1 mars 2018

Tahoe Lake: Les conséquences de la mal-bouffe américaine.



Dans ma prime jeunesse, j'aurais tout fais pour tomber malade et éviter quelques jours d'école. Le soucis est que j'avais beau courir à pieds nus dans la neige, prendre des bains glacés ou lécher une personne atteinte de gastro: Je n'étais jamais malade... sauf en vacances.

Et parcequ'on ne change pas les bonnes habitudes, mon corps à réussis à me faire subir notre arrivée au Tahoe Lake avec autant de tendresse qu'un put*** de sadique sociopathe fétichiste des cirrhose du foie.

Ce matin là, alors que le ciel était d'un bleu magnifique et que les petits oiseaux gazouillaient joyeusement sur les branches des "Sugar Pin", je vomissais toutes mes tripes dans les toilettes publiques d'une plage d'une rare beauté . Toi même tu connais cette sensation de plénitude quand tu te prends à admirer de magnifiques paysages depuis une position accroupie, les genoux frottant  une dalle de béton imprégnée d'urine, le tout accompagné d'une douce et délicate brûlure lancinante située dans l’œsophage. Y'a pas à dire, ça vends du rêve



Là, accoudée comme une vieille alcoolique à la cuvette crasseuse qui me sauva la vie, je commençait à douter de la qualité de la nourriture made in USA.









Sincèrement, dès le moment ou un tomate californienne est aussi calorifique qu'une demi tonne de fricadelles cuitent au saindoux, c'est qu'il y a anguille sous roche (ou plutot "baleine sous cailloux"). 


Avant de commencer ce voyage, j'avais tendance à penser que les rumeurs qui circulent concernant la nourriture aux Etats-Unis n'étaient qu'une légende urbaine. 
Mais après avoir passé une semaine sur place, Mon estomac n'avait pas survécu, et j'étais malgré moi l'une des nombreuses victimes de la rencontre avec cette gastronomie locale. Tout était trop gras, trop sucré, trop salé, trop assaisonné, trop, trop, TROP!
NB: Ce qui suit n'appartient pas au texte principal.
PR #2052, opened 2024-10-16
Show/Hide some shortcodes contextually

AbdiTolesa:
Fix https://github.com/Strategy11/formidable-pro/issues/829

Related update: https://github.com/Strategy11/formidable-views/pull/592

### Test procedure
1. Create a form and go to its settings. Click on the 'Send email' action and try opening the shortcodes input `...` next to `To`, `From`, `CC` and `BCC` fields.
2. Click on `Advanced` tab in the shortcodes modal.
3. Confirm that `Admin email` and `Default from email` shortcodes are available in the list.
4. Now, go to the form builder and add fields that use the shortcodes modal, like an HTML field.
5. Go to the HTML field's options and try entering content into the `Content` field to open the shortcodes popup.
6. Confirm that `Default Msg`, `Default HTML`, `Default Plain` and `Form name` are not under the `Advanced` tab.

### Screen record
CleanShot 2024-10-16 at 14 39 07


lauramekaj1 (approved):
@AbdiTolesa I tested and verified that shortcodes are added/removed as described in this PR.

js/formidable_admin.js
```diff
@@ -8546,7 +8566,35 @@ function frmAdminBuildJS() {
...
 
+	/**
+	 * Returns shortcodes that are contextual to the current input field.
+	 *
+	 * @since x.x
+	 *
+	 * @returns {Array}
+	 */
+	function getContextualShortcodes() {
+		return [ 'admin_email', 'default-from-email' ];
```
truongwp, line 8577: Can we get this from PHP? If we change this, we will only need to change in one place.

js/formidable_admin.js
```diff
@@ -8546,7 +8566,35 @@ function frmAdminBuildJS() {
...
+	}
+
+	/**
+	 * Hide shortcodes that are contextual to the current input field.
+	 *
+	 * @since x.x
+	 * @returns {Void}
+	 */
+	function hideContextualShortcodes() {
```
truongwp, line 8586: Can we hide the contextual shortcodes in this https://github.com/Strategy11/formidable-forms/pull/2052/files#diff-23fb66f34c625a76ac7564df177d3ab58c86b1f5d071f745aa50e028fb0209c4R8462?

classes/views/shared/mb_adv_info.php
```diff
@@ -210,6 +210,10 @@
 			$classes .= in_array( $skey, array( 'siteurl', 'sitename', 'entry_count' ), true ) ? ' show_before_content show_after_content' : '';
 			$classes .= strpos( $skey, 'default-' ) === 0 ? ' hide_frm_not_email_subject' : '';
 
+			if ( in_array( $skey, array( 'admin_email', 'default-from-email' ), true ) ) {
```
truongwp, line 213: This can also be get from `get_contextual_shortcodes()`.

js/formidable_admin.js
```diff
@@ -8447,6 +8447,64 @@ function frmAdminBuildJS() {
...
+		return JSON.parse( document.getElementById( 'frm_adv_info' ).dataset.contextualShortcodes );
+	}
+
+	/**
+	 * Show shortcodes that are contextual to the current input field.
+	 *
+	 * @since x.x
+	 * @returns {Void}
+	 */
+	function showContextualShortcodes() {
```
truongwp, line 8485: We can change this into `toggleContextualShortcodes()` and merge the `hideContextualShortcodes()` into this.

AbdiTolesa: We already have `showOrHideContextualShortcodes` function that calls this and `hideContextualShortcodes` functions conditionally.

truongwp: Their code is similar so I think we can merge them into one.

AbdiTolesa: Oh, thanks! Sorry for the oversight!

truongwp (approved):

Crabcyborg:
@AbdiTolesa I think this is incomplete.

Referring back to the original issue, it mentions what I believe was the setting for what is now a confirmation action message.

With this update, I can still see `[default-msg]`, `[default-plain]`, etc, inside a confirmation action. We should only show these options for email action types - I don't believe any other action type requires this.

Screen Shot 2024-11-08 at 1 04 31 PM

classes/controllers/FrmFormsController.php
```diff
@@ -1630,6 +1630,19 @@ private static function user_shortcodes() {
...
+	/**
+	 * Returns shortcodes that are shown/hidden based on the context.
+	 *
+	 * @since x.x
+	 * @return array
+	 */
+	public static function get_contextual_shortcodes() {
+		return array(
+			'admin_email'        => __( 'Admin email', 'formidable' ),
+			'default-from-email' => __( 'Default from email', 'formidable' ),
```
Crabcyborg, line 1642: We also have a `[default-email]` shortcode that would be nice to include.

AbdiTolesa:
> @AbdiTolesa I think this is incomplete.
> 
> Referring back to the original issue, it mentions what I believe was the setting for what is now a confirmation action message.
> 
> With this update, I can still see `[default-msg]`, `[default-plain]`, etc, inside a confirmation action. We should only show these options for email action types - I don't believe any other action type requires this.
> 
> Screen Shot 2024-11-08 at 1 04 31 PM

@Crabcyborg I have now added more checks to limit the availability of these shortcodes to email action only. I also tested this again and found searching shortcodes is not working as expected after this update and fixed the conflict when doing so.

classes/controllers/FrmFormsController.php
```diff
@@ -1630,6 +1630,27 @@ private static function user_shortcodes() {
 		return apply_filters( 'frm_user_shortcodes', $options );
 	}
 
+	/**
+	 * Returns shortcodes that are shown/hidden based on the context.
+	 *
+	 * @since x.x
+	 * @return array
+	 */
+	public static function get_contextual_shortcodes() {
```
Crabcyborg, line 1639: I don't think a controller is probably the right place for this. I'd probably go with the form helper file instead.

classes/controllers/FrmFormsController.php
```diff
@@ -1648,14 +1669,13 @@ private static function get_shortcode_helpers( $settings_tab ) {
 			'sitename'   => __( 'Site Name', 'formidable' ),
 		);
 
+		$contextual_shortcodes = self::get_contextual_shortcodes();
+		$entry_shortcodes      = array_merge( $contextual_shortcodes['address'], $contextual_shortcodes['body'], $entry_shortcodes );
```
Crabcyborg, line 1673: I see another `array_merge( $contextual_shortcodes['address'], $contextual_shortcodes['body'] )` later in the code.

It might be good to move this somewhere where we don't need to update both of these lines any time another context is added.

Something that could probably just loop through `$contextual_shortcodes` so it gets every key.

Like the other comment, I think we could try to use the `FrmShortcodeHelper` class.

classes/views/frm-forms/mb_insert_fields.php
```diff
@@ -2,8 +2,18 @@
 if ( ! defined( 'ABSPATH' ) ) {
 	die( 'You are not allowed to call this page directly.' );
 }
+$contextual_shortcodes = FrmFormsController::get_contextual_shortcodes();
+
+$data_attrs = array(
+	'data-contextual-shortcodes' => FrmAppHelper::maybe_json_encode(
+		array(
```
Crabcyborg, line 9: I think we could move this logic into the `FrmShortcodeHelper` class as well, to help remove logic from view files where there shouldn't really be a lot of non-HTML code.

We could also make this easier to maintain in the future. I think we could loop through `$contextual_shortcodes` instead of hard coding all of this.

js/formidable_admin.js
```diff
@@ -9456,12 +9541,16 @@ function frmAdminBuildJS() {
...
 			if ( searchText === '' ) {
 				if ( itemCanBeShown ) {
-					items[i].classList.remove( 'frm_hidden' );
+					if ( checkContextualShortcode( items[i] ) ) {
+						items[i].classList.remove( 'frm_hidden' );
+					}
 				}
 				items[i].classList.remove( 'frm-search-result' );
 			} else if ( ( regEx && new RegExp( searchText ).test( innerText ) ) || innerText.indexOf( searchText ) >= 0 || textMatchesPlural( innerText, searchText ) ) {
 				if ( itemCanBeShown ) {
```
Crabcyborg, line 9550: It looks like this could be merged into a single `if ( itemCanBeShown && checkContextualShortcode( items[i] )  ) {`.

js/formidable_admin.js
```diff
@@ -9456,12 +9541,16 @@ function frmAdminBuildJS() {
 			const itemCanBeShown = ! ( getExportOption() === 'xml' && items[i].classList.contains( 'frm-is-repeater' ) );
 			if ( searchText === '' ) {
 				if ( itemCanBeShown ) {
```
Crabcyborg, line 9543: Here as well, I think we could merge the `if` conditions and check `if ( itemCanBeShown && checkContextualShortcode( items[i] ) ) {`

classes/controllers/FrmFormsController.php
```diff
@@ -1648,14 +1669,13 @@ private static function get_shortcode_helpers( $settings_tab ) {
...
 		if ( ! FrmAppHelper::pro_is_installed() ) {
 			unset( $entry_shortcodes['post_id'] );
 		}
 
 		if ( $settings_tab ) {
```
Crabcyborg, line 1678: If we drop this name for Form Name, it looks like we could drop the `$settings_tab` param entirely, so we can manage this all in JS instead of having two ways like we kind of have now.

js/formidable_admin.js
```diff
@@ -8447,9 +8447,94 @@ function frmAdminBuildJS() {
...
+
+	/**
+	 * Returns shortcodes that are contextual to the current input field.
+	 *
+	 * @since x.x
+	 *
+	 * @returns {Array}
+	 */
+	function getContextualShortcodes() {
+		return JSON.parse( document.getElementById( 'frm_adv_info' ).dataset.contextualShortcodes );
```
Crabcyborg, line 8535: Is this something we could set to a variable on load and re-use? It seems a bit inefficient that is uses `JSON.parse` and queries for an element, when it's used in one-off ways like `getContextualShortcodes().address.includes(`.

js/formidable_admin.js
```diff
@@ -8447,9 +8447,94 @@ function frmAdminBuildJS() {
...
+	 *
+	 * @param {HTMLElement} item
+	 * @returns {Boolean}
+	 */
+	function canShowContextualShortcode( item ) {
+		const shortcode = item.querySelector( 'a' ).dataset.code;
+		const inputId = document.getElementById( 'frm_adv_info' ).dataset.fills;
+		const input   = document.getElementById( inputId );
+		if ( getContextualShortcodes().address.includes( shortcode ) ) {
+			return input.matches( '[id^=email_to], [id^=from_], [id^=cc], [id^=bcc]' );
```
Crabcyborg, line 8491: It looks like these selectors are in multiple places, which makes them difficult to maintain.

Like I mentioned in my previous comment, I think we should put these selectors in the dataset and we can avoid having these hard coded strings in more than one place.

classes/views/shared/mb_adv_info.php
```diff
@@ -210,6 +210,12 @@
 			$classes .= in_array( $skey, array( 'siteurl', 'sitename', 'entry_count' ), true ) ? ' show_before_content show_after_content' : '';
 			$classes .= strpos( $skey, 'default-' ) === 0 ? ' hide_frm_not_email_subject' : '';
 
+			$contextual_shortcodes = FrmFormsController::get_contextual_shortcodes();
```
Crabcyborg, line 213: Can we call `$contextual_shortcodes = FrmFormsController::get_contextual_shortcodes();` outside of the loop? This doesn't seem very efficient where it is.

classes/views/shared/mb_adv_info.php
```diff
@@ -210,6 +210,12 @@
...
+
+			if ( in_array( $skey, array_keys( array_merge( $contextual_shortcodes['address'], $contextual_shortcodes['body'] ) ), true ) ) {
```
Crabcyborg, line 215: We should also handle this `array_merge` before the loop, not in every iteration since it doesn't change.

classes/controllers/FrmFormsController.php
```diff
@@ -1648,14 +1669,13 @@ private static function get_shortcode_helpers( $settings_tab ) {
...
-			$entry_shortcodes['default-message'] = __( 'Default Msg', 'formidable' );
-			$entry_shortcodes['default-html']    = __( 'Default HTML', 'formidable' );
-			$entry_shortcodes['default-plain']   = __( 'Default Plain', 'formidable' );
 			$entry_shortcodes['form_name']       = __( 'Form Name', 'formidable' );
```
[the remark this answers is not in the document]
Crabcyborg: So `$settings_tab` is basically `true` if we're on the Formidable builder or settings pages.

`$settings_tab` is `false` when it's used in the Visual Views editor.

We support `form_name` now in Views. There's actually code there that uses the `frm_helper_shortcodes` filter to add the form name shortcode.

We can remove that special code in Views if we just move this form name shortcode out of the if condition.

Il ne faut pas croire, nous avions déjà fait une razzia dans un magasin "bio" en quête de fruits et de légumes à transporter dans le coffre de notre voiture (qui ressemblait déjà plus à un potager qu'à un coffre). Malheureusement, ceux-ci était aussi aussi insipides qu’onéreux, et clairement pas la solution miracle contre la grippe intestinale qui menaçait de s’abattre à tous moments sur nos petits corps meurtris.









Comme vous le remarquez, nous n'avons pas vraiment apprécié la beauté de ce lac à sa juste valeur. Pourtant , le peu de temps passé à arpenter les plages et les montagnes environnantes (entre deux rejets de fiel liquoreux dégelasses) nous a réellement émerveillé.

Les eaux du lac étaient aussi transparentes que celles d'Okinawa, sans compter le calme reposant des plages à cette période de l'année. 

Sortant de mon lit en début de soirée avec un arrière goût de mal au crâne, j'ai enfin pu me reprendre en main pour profiter des nombreux petits concerts organisés dans le Beer Garden, qui comme son nom l'indique, proposait un large assortiment de bières: le remède ultime. (en plus, elles étaient vraiment bonne. Alléluia! )

Avec le recul, je suis encore plus dégoûtée de ne pas avoir pu en profiter pleinement. Nous repartions déjà en ville le lendemain, et les quelques petites heures passées dehors me laissaient comme une impression de "trop peu". On ne m'y reprendra plus: la prochaine fois aux états-unis, je ne prend plus une valise, mais un frigo-box!